【壁ドン企画】 わがままな彼の甘い罠
「だから、書類スマッシュしてるの?」
「スマッシュしてるのは、おでこ出した髪型してる時だけだけどね。なんだっけ。ポンパ……なんとか?
おでこ可愛いからあんまり他のヤツに見られたくない。
ずっと聞きたかったんだけど、なんで会社におでこ出してくるの?」
「え。
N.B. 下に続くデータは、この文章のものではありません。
Issue #1822, opened 2024-03-26
Flowchart view inconsistency with tag filters


ravi-kumar-pilla:
## Description

Incase of expandModularPipelines = false and the filtered nodes happened to be inside a modular pipeline, it should show the modular pipeline node (collapsed view) which seems to be missing on refresh. 

https://github.com/kedro-org/kedro-viz/pull/1799#issuecomment-2013933157

## Context

When I use tag filtering and if I do not have modular pipelines expanded, on page refresh I am missing few nodes which do have the tags. This causes an incorrect DAG rendering. This may be due to the modular pipelines not inheriting the tags from the children nodes. The changes needs to be propagated from the backend.

## Steps to Reproduce

Explained [here](https://github.com/kedro-org/kedro-viz/pull/1799#issuecomment-2013933157)

## Expected Result

When I use tag filtering and if I do not have modular pipelines expanded, on page refresh I should see the collapsed view of the modular pipeline as I see when I do not hit refresh

## Actual Result

When I use tag filtering and if I do not have modular pipelines expanded, on page refresh I am missing the entire modular pipeline which has nodes that have the tags.

## Your Environment
Include as many relevant details as possible about the environment you experienced the bug in:

* Web browser system and version: Chrome
* Operating system and version: macOS
* NodeJS version used (if relevant):
* Kedro version used (if relevant):
* Python version used (if relevant):

## Checklist
- [x] Include labels so that we can categorise your issue

rashidakanchwala:
@ravi-kumar-pilla to update this ticket with more information.

PR #1878, opened 2024-04-25
Inherit tags from nodes for modular pipelines

jitu5:
## Description

Related to #1822  

Incase of expandModularPipelines = false and the filtered nodes happened to be inside a modular pipeline, it should show the modular pipeline node (collapsed view) which seems to be missing on refresh. This PR aims to resolve this issue.

## Development notes

https://github.com/kedro-org/kedro-viz/assets/38945204/a336b39c-1d04-471c-a921-89b8a48587ce

## QA notes

- Added tests to cover changes.

## Checklist

<a href="https://gitpod.io/#https://github.com/kedro-org/kedro-viz/pull/1525"></a>


package/kedro_viz/models/flowchart.py
```diff
@@ -424,6 +424,8 @@ class ModularPipelineNode(GraphNode):
     # The type for Modular Pipeline Node
     type: str = GraphNodeType.MODULAR_PIPELINE.value
 
+    tags: Set[str] = Field(default_factory=set)
```
ravi-kumar-pilla, line 427: tags is already part of the parent (i.e., GraphNode). I don't think we need this here.

jitu5: Done.

rashidakanchwala:
Tried slighly different way of doing this. Let me know what you think - https://github.com/kedro-org/kedro-viz/compare/main...inherit-tags

rashidakanchwala:
Did a slightly different approach here https://github.com/kedro-org/kedro-viz/compare/main...inherit-tags--  .let me know what you think

ravi-kumar-pilla:
> Did a slightly different approach here [main...inherit-tags](https://github.com/kedro-org/kedro-viz/compare/main...inherit-tags) .let me know what you think

I think this updates the tags at the same time we add inputs/outputs to the immediate parent. We are anyway updating the grandparents here - `expanded_tree[parent_id].tags.update(modular_pipeline_node.tags)`. Looks good to me. Thank you

package/kedro_viz/data_access/managers.py
```diff
@@ -199,6 +199,9 @@ def add_pipeline(self, registered_pipeline_id: str, pipeline: KedroPipeline):
                     modular_pipelines.add_output(
                         current_modular_pipeline_id, output_node
                     )
+            # add tags
```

なんでって……ダメだとか決まりないし」
「ダメだよ」
「ダメって、そんなの、だって……」
「〝だって〟禁止」
「さっき言ってたじゃん!」
「俺はいいんだよ」
「何、その勝手な基準……」
おでことか……おでことか。
呆気にとられて混乱している私を見上げた彼は、すっと立ち上がると、今まで座っていた椅子に今度は私を座らせる。
戸惑いながら見上げると、腰をかがめた彼が、私の顔の両脇に手をゆっくりとつくところだった。
形勢逆転。
今度は、彼の影が私を包む。
さっき、私だって同じ事をしていたハズなのに。
される側になっただけでこんなにドキドキしてしまう。
距離は同じハズなのに………絶対的に違うのは、彼のテリトリーに閉じ込められたという意識だろうか。
可愛い顔した彼が男に変わる瞬間の、ギャップにだろうか。